PR #153, opened 2024-12-15
feat: add hinted fp12 inverse

manishbista28:
This PR requests addition of hinted Fp12 inverse.
It is useful because pairing operation makes use of auxiliary hint "[c](https://github.com/BitVM/BitVM/blob/main/src/groth16/offchain_checker.rs#L96)" and its inverse.

It seems cheaper to do the inverse directly on-script instead of receiving it as bit commitment input.
Script and max stack size used by a single joint script is  6,168,525 bytes and stack 1116 respectively.
This script can be split into 3 chunks with the intermediates hashed, each of these chunks fit within 4 MB and stack limit.

In total, the cost on Assert Tx is from having to bit commit 3 hashed elements.

Tests have been added and does not impact any other code.

### DIFF
--- a/src/bn254/fq12.rs
+++ b/src/bn254/fq12.rs
@@ -679,56 +679,50 @@ impl Fq12 {
         aux
     }
 
-    pub fn hinted_inv(a: ark_bn254::Fq12) -> (Script, Vec<Hint>) {
-
-        let t1 = a.c1 * a.c1;
-        let t0 = a.c0 * a.c0;
-        let yt1 = Self::mul_fp6_by_nonresidue_in_place(t1);
-        let t0 = t0-yt1;
-        let t1 = t0.inverse().unwrap();
-        let c0 = a.c0 * t1;
-        let c1 = -a.c1 * t1;
-        assert_eq!(ark_bn254::Fq12::new(c0, c1), a.inverse().unwrap());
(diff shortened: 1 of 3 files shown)


manishbista28:
chunked version of fp12 inverse is not included here.

lucidLuckylee:
> chunked version of fp12 inverse is not included here.

Are you planning on submitting a PR for a chunked version?

manishbista28:
I have already implemented a chunked version of this which I can include in this PR.
Was wondering how helpful can this direct inversion be to the current chunker ?

@Hakkush-07 , @wz14 do you have answer if it can be useful to you with the chunker ?

freddi8e:
> @wz14 do you have answer if it can be useful to you with the chunker

yes, it is  also useful for chunker , please include the chunked version, thanks.

manishbista28:
I have split the hinted_fp12 inverse into 3 parts, each fits within a tapscript and adjusted [tests](https://github.com/BitVM/BitVM/blob/3e42a6c8bebde84ea54451d87fa3c2594763ce07/src/bn254/fq12.rs#L1200) accordingly.

I haven't integrated it to the chunker implementation though. I did not feel very sure about the changes required but I assume it may not be as difficult to integrate it with the examples given.

freddi8e:
that is great, thank you,

manishbista28:
thanks, in that case, should be good to merge

PR #154, opened 2024-12-15
fix(blake3_u4): issue with insufficient size of precompute table

manishbista28:
Current blake3_u4 implementation has an issue which generates incorrect output hash for some input message.

blake3_u4 operates over nibbles and looks up modulo and quotient values in a precompute table. The size of table depends upon the range of input index. 
For example if you want to sum three number 0xfe + 0xff + 0xff, the impl proceeds in following steps:
1. sum lower limb: 0xe + 0xf + 0xf => 0x2c (=44) 
2. find 44th index in quotient and modulo table to obtain 2 and c respectively. pass 2 as carry.
3. sum higher limb: 0xf + 0xf + 0xf + 0x2 = 0x2f (=47)
4. find 47th index in quotient and modulo table. But 47th index doesn't exist because the [table](https://github.com/BitVM/BitVM/blob/main/src/u4/u4_add_stack.rs#L70) has total size 47 starting from 0. As such any value above this stack position is returned, thus generating wrong result.

The fix adds an extra element on the precompute table making it of size 48. Since blake3_u4 only adds 3 elements at max, this new precompute table length suffices for the entire range of input.

A test has been added which fails if the fix is not present.


jonasmartin:
@manishbista28 Nice catch!
I miss calculated the maximun number possible to be added in a limb. The fix looks good to me.
👍

src/hash/blake3_u4.rs
```diff
@@ -688,6 +688,70 @@ mod tests {
...
+        stack.custom(
+            script! { { inp } },
+            0,
+            false,
+            0,
+            "msg",
+        );
+
+
+        let start = stack.get_script_len();
```
jonasmartin, line 736: The script size should be obtained using `stack.get_script().len()`

lucidLuckylee:
Nice work! Thank you for the PR!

WHAT TO PRODUCE
Return the material in its entirety, word for word.

FINISHED EXERCISE
PR #153, opened 2024-12-15
feat: add hinted fp12 inverse

manishbista28:
This PR requests addition of hinted Fp12 inverse.
It is useful because pairing operation makes use of auxiliary hint "[c](https://github.com/BitVM/BitVM/blob/main/src/groth16/offchain_checker.rs#L96)" and its inverse.

It seems cheaper to do the inverse directly on-script instead of receiving it as bit commitment input.
Script and max stack size used by a single joint script is  6,168,525 bytes and stack 1116 respectively.
This script can be split into 3 chunks with the intermediates hashed, each of these chunks fit within 4 MB and stack limit.

In total, the cost on Assert Tx is from having to bit commit 3 hashed elements.

Tests have been added and does not impact any other code.

### DIFF
--- a/src/bn254/fq12.rs
+++ b/src/bn254/fq12.rs
@@ -679,56 +679,50 @@ impl Fq12 {
         aux
     }
 
-    pub fn hinted_inv(a: ark_bn254::Fq12) -> (Script, Vec<Hint>) {
-
-        let t1 = a.c1 * a.c1;
-        let t0 = a.c0 * a.c0;
-        let yt1 = Self::mul_fp6_by_nonresidue_in_place(t1);
-        let t0 = t0-yt1;
-        let t1 = t0.inverse().unwrap();
-        let c0 = a.c0 * t1;
-        let c1 = -a.c1 * t1;
-        assert_eq!(ark_bn254::Fq12::new(c0, c1), a.inverse().unwrap());
(diff shortened: 1 of 3 files shown)


manishbista28:
chunked version of fp12 inverse is not included here.

lucidLuckylee:
> chunked version of fp12 inverse is not included here.

Are you planning on submitting a PR for a chunked version?

manishbista28:
I have already implemented a chunked version of this which I can include in this PR.
Was wondering how helpful can this direct inversion be to the current chunker ?

@Hakkush-07 , @wz14 do you have answer if it can be useful to you with the chunker ?

freddi8e:
> @wz14 do you have answer if it can be useful to you with the chunker

yes, it is  also useful for chunker , please include the chunked version, thanks.

manishbista28:
I have split the hinted_fp12 inverse into 3 parts, each fits within a tapscript and adjusted [tests](https://github.com/BitVM/BitVM/blob/3e42a6c8bebde84ea54451d87fa3c2594763ce07/src/bn254/fq12.rs#L1200) accordingly.

I haven't integrated it to the chunker implementation though. I did not feel very sure about the changes required but I assume it may not be as difficult to integrate it with the examples given.

freddi8e:
that is great, thank you,

manishbista28:
thanks, in that case, should be good to merge

PR #154, opened 2024-12-15
fix(blake3_u4): issue with insufficient size of precompute table

manishbista28:
Current blake3_u4 implementation has an issue which generates incorrect output hash for some input message.

blake3_u4 operates over nibbles and looks up modulo and quotient values in a precompute table. The size of table depends upon the range of input index. 
For example if you want to sum three number 0xfe + 0xff + 0xff, the impl proceeds in following steps:
1. sum lower limb: 0xe + 0xf + 0xf => 0x2c (=44) 
2. find 44th index in quotient and modulo table to obtain 2 and c respectively. pass 2 as carry.
3. sum higher limb: 0xf + 0xf + 0xf + 0x2 = 0x2f (=47)
4. find 47th index in quotient and modulo table. But 47th index doesn't exist because the [table](https://github.com/BitVM/BitVM/blob/main/src/u4/u4_add_stack.rs#L70) has total size 47 starting from 0. As such any value above this stack position is returned, thus generating wrong result.

The fix adds an extra element on the precompute table making it of size 48. Since blake3_u4 only adds 3 elements at max, this new precompute table length suffices for the entire range of input.

A test has been added which fails if the fix is not present.


jonasmartin:
@manishbista28 Nice catch!
I miss calculated the maximun number possible to be added in a limb. The fix looks good to me.
👍

src/hash/blake3_u4.rs
```diff
@@ -688,6 +688,70 @@ mod tests {
...
+        stack.custom(
+            script! { { inp } },
+            0,
+            false,
+            0,
+            "msg",
+        );
+
+
+        let start = stack.get_script_len();
```
jonasmartin, line 736: The script size should be obtained using `stack.get_script().len()`

lucidLuckylee:
Nice work! Thank you for the PR!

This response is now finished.